→ Work request
Provide only the number of lines in the data below that contain the string "datum".

(Stored data entries)
::::::

PR #1601, opened 2025-11-30
[TESTMERGE ONLY] Re-Adds Crimson Curse

twosecondstostop:
- This re-adds the Crimson Curse virtue, updated to use the new Vampire antag.
- The Crimson Curse makes you a thin-blood, but you can still choose your clan and their unique subset of powers. 
- This PR also adds an extra check for the Crimson Curse so that they never become Clan Leaders, since those get extra traits like infinite stamina.
- Unlike old Crimson Curse, this one is disabled for Wretches, because trying to balance the new different clan powers with different wretch classes would be a fucking nightmare.

In my testing it works fine, the main concern is if letting people spawn as thinbloods would be balanced. Jury is out on that, but old Crimson Curse both had a less severe weakness to sunlight and an adminheal on it's regeneration ability, but also didn't have no_pain. I suspect things will be fine. 

This has the potential to be really buggy or badly balanced, and needs to be testmerged first

### DIFF
--- a/code/modules/jobs/job_types/roguetown/Inquisition/absolutionist.dm
+++ b/code/modules/jobs/job_types/roguetown/Inquisition/absolutionist.dm
@@ -25,6 +25,7 @@
 
 	virtue_restrictions = list(
 		/datum/virtue/combat/hollow_life,
+		/datum/virtue/combat/crimson_curse,
 	)
 
 	job_traits = list(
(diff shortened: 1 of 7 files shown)


Ephemeralis:
CC vampires also need to not be able to diablerie - either on themselves or as fodder for others.

Plaguewalker:
> Alright. I'm working on restricting CC from Garrison Roles, removing diablerie from them, and possibly bringing back sunspurned. I'm also changing it from using a var in the vampire.dm to track CC to using a Crimson Curse trait, which I should've done in the first place (the crimson curse define isn't even used for anything). Blame sleep deprivation.

It's less a combat role problem, and more so roles like bandit.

::::::

→ Worked solution
2